Set up on a farm, my drinking soundtrack is yawning cows as dusk darkens, lit by a moon so big and bright it looks like a giant headlight in the sky. I’m here to celebrate the 1,000th gyle at the brewery, enticed by the carrot-on-a-stick of IPA and sausages. I find the beer I want and help myself. A deep gold and tasting like it’s tank-fresh, the 1,000th beer is 4.8%, hopped with Target and Progress and properly English in its flavour and bitterness which is fruity, dry, peppery, sinus-prodding and treats your uvula like a punching bag. Outside I drink the beer while watching the sapphire sky with great, billowing clouds and that floodlight moon. I get a sausage made with Westerham’s British Bulldog and cover it in ketchup and mustard before realising that the giant squeezy pot they have isn’t hotdog mustard but Colman’s yellow rocketfuel. Robert Wicks, the main guy at Westerham, says it’s the best sausage you’ll ever taste, but then he seems like he’s got the salesman’s gab and I can’t tell because the inside of my nose has been seared away, possibly irreparably. I finish the beer and head back for more before finding myself on a tour of the charming little brewery, led by Robert, who talks about the ingredients and process. It’s a lovely little brewery in a great location and it’s got a good feeling about it, something hard to put words to. Tour over I pour myself a Grasshopper (http://www.westerhambrewery.co.uk/DraughtBeers.htm) which, for a 3.8% brown bitter, really walloped of Target and Kent Goldings and had a lasting, lingering bitterness and unbeatable freshness (the freshness thing is why drinking beer in breweries is the best place to try something).

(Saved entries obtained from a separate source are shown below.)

PR #143, opened 2015-08-19
Integrate coinbase alternative - pulled out invalidateCallback as util

CBarrett2:
Sorry for the extra PR, but wasn't sure if this was what you meant @tlsim :)


src/assets/js/data/feed/coinbase/historicFeed.js
```diff
@@ -0,0 +1,23 @@
+(function(sc) {
+    'use strict';
+
+    sc.data.feed.coinbase.invalidator = function() {
```
CBarrett2: Unsure about the naming of this

src/assets/js/main.js
```diff
@@ -86,9 +86,43 @@
...
+    }
+
+    function historicCallback() {
+        return callbackGenerator(onHistoricDataLoaded);
+    }
+
+    d3.select('#type-selection')
+        .on('change', function() {
+            var type = d3.select(this).property('value');
+            if (type === 'bitcoin') {
```
janakerman: Tidy up as discussed.

src/assets/js/data/feed/coinbase/historicFeed.js
janakerman: callbackInvalidator? Doesn't seem critical either way

src/assets/js/main.js
CBarrett2: done :)

CBarrett2:
Resolves #83

janakerman:
Looks like you've forgotten to delete `historicFeed.js`?

janakerman:
I think a real improvement to this would be to add promises. Using promises would tidy up a lot of the async behaviour here and **may** even give you the ability to cancel callbacks. Hoever, as we discussed, it's fine to leave this for the future if we find ourselves adding more async behaviour.

CBarrett2:
Okay :) I'll have a look into them

Issue #136, opened 2015-08-18
Navbar reset button changes default viewDomain to different thing on mobile and desktop


CBarrett2:
Also IMO the default is too small on desktop now the navbar has shrunk. I believe this issue is due to the use of the golden ratio to size the rectangle, rather than just using a multiple of the current period (I would say to use a percentage of the loaded data, but it's possible we will add functionality to load variable amounts of data in future)

CBarrett2:
Resolves #144

jleft:
Resolved in #144

PR #144, opened 2015-08-19
Reset button changes view domain to the last 50 datums (or fewer if there are fewer than 50 data points)

CBarrett2:


djmiley:
I'm happy to let the golden ratio go, for reasons of consistency.

CBarrett2:
The end of an era :(

djmiley:
It's worth thinking whether a number of data points related to period is a better measure to show?

So is a 1/4 or 50 data points better for now?

djmiley:
But `navAspect` is beginning to look more and more like an ugly variable.

CBarrett2:
Yes, number of data points would be better actually

djmiley:
I agree. :)

CBarrett2:
Resolves #136

djmiley:
Looks good.

Issue #135, opened 2015-08-18
There should be more space between the highest and lowest points of the data and the top/bottom of the screen in the main chart. 


CBarrett2:
Sort of a 10% is padding of the yExtent in timeSeries, like there was before

jleft:
Resolved in #145

PR #145, opened 2015-08-20
More space at top and bottom of data

CBarrett2:


CBarrett2:
Resolves #135

djmiley:
Looks good, as long as it definitely works- which I think it does.

CBarrett2:
I can't reproduce the bug it was removed for in the first place :) Think it was likely something to do with setting y0Value of the area series rather than this

PR #147, opened 2015-08-20
Bug fix for moving average/ line

djmiley:


janakerman:
As discussed, this isn't a nice fix but it's just reverting to the old behaviour. @djmiley is going to look into this keying function and see if he can find an improved approach.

Westerham is one of the closest breweries to me and their beers are almost always on in my local Wetherspoons. They get many of their hops from the area, including Scotney Castle (http://www.nationaltrust.org.uk/main/w-scotneycastlegarden), and they certainly aren’t afraid to pack a few of them into their beers. The 1,000th gyle is a faceful of Target and Progress which seems like a fitting combination to me.